WHAT TO PRODUCE =>
Answer with a number only, stating how many lines of the records hold the word "from".

Saved entries
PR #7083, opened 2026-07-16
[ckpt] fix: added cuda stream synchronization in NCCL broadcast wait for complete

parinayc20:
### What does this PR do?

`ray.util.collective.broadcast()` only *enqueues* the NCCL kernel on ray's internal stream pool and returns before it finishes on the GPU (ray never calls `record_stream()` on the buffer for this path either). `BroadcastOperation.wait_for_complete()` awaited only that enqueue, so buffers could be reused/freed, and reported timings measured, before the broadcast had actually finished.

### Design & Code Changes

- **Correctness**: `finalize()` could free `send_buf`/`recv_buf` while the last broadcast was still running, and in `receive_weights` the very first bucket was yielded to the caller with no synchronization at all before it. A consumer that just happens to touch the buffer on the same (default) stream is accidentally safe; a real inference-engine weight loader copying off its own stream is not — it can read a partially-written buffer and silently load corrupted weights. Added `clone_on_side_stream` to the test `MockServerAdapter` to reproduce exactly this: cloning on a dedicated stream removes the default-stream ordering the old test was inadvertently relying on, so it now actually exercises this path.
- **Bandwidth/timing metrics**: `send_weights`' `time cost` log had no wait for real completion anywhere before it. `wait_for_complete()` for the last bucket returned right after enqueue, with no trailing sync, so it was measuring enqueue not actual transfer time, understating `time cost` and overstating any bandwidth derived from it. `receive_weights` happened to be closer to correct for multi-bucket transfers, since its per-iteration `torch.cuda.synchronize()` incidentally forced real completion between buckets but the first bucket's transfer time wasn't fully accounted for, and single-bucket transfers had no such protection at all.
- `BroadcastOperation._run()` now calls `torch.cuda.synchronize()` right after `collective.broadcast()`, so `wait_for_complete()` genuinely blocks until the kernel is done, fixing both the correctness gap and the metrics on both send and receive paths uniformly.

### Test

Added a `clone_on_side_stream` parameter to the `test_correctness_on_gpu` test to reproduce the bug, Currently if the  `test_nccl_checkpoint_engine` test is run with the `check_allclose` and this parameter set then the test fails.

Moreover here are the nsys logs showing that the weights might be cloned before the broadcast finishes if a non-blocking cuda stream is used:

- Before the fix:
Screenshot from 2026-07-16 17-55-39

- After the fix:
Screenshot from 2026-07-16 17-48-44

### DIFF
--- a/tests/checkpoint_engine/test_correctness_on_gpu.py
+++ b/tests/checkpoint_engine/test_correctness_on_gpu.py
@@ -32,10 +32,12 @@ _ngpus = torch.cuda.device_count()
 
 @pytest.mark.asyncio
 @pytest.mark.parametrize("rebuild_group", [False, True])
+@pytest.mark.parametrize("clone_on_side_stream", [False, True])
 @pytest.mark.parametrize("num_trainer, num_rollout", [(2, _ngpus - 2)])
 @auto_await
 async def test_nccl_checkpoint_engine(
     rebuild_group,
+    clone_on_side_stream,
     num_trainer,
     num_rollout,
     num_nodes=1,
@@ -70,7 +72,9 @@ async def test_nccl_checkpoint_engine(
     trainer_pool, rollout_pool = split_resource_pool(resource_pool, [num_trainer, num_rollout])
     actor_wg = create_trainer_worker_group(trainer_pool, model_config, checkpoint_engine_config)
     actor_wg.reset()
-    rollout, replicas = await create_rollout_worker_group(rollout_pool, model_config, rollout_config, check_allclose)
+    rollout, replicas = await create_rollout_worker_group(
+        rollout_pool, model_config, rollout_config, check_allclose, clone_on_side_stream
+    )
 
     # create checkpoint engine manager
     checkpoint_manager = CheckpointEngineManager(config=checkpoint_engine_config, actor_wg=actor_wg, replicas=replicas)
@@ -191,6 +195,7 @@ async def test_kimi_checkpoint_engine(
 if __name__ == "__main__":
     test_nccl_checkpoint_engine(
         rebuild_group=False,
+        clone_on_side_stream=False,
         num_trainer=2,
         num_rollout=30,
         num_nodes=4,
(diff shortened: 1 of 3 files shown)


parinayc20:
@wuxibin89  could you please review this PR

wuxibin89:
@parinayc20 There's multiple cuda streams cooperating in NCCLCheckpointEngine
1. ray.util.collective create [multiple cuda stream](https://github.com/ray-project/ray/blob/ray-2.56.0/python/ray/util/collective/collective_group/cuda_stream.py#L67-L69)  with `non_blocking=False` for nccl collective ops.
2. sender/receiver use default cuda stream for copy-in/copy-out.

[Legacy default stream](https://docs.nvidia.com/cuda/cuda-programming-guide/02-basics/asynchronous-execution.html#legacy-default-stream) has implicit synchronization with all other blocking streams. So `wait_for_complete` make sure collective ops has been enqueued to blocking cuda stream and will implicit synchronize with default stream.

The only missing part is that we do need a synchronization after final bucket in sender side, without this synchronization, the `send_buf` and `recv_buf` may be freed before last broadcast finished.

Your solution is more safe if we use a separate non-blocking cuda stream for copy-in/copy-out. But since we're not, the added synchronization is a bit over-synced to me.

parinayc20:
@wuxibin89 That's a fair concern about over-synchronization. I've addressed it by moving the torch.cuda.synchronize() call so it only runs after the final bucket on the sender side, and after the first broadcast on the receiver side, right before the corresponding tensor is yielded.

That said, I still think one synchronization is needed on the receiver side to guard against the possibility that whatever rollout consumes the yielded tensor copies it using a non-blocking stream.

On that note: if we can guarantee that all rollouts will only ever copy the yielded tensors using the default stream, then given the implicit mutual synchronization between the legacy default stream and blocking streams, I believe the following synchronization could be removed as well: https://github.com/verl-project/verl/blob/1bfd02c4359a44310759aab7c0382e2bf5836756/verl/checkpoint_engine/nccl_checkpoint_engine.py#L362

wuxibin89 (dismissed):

TASK RESULT =>
3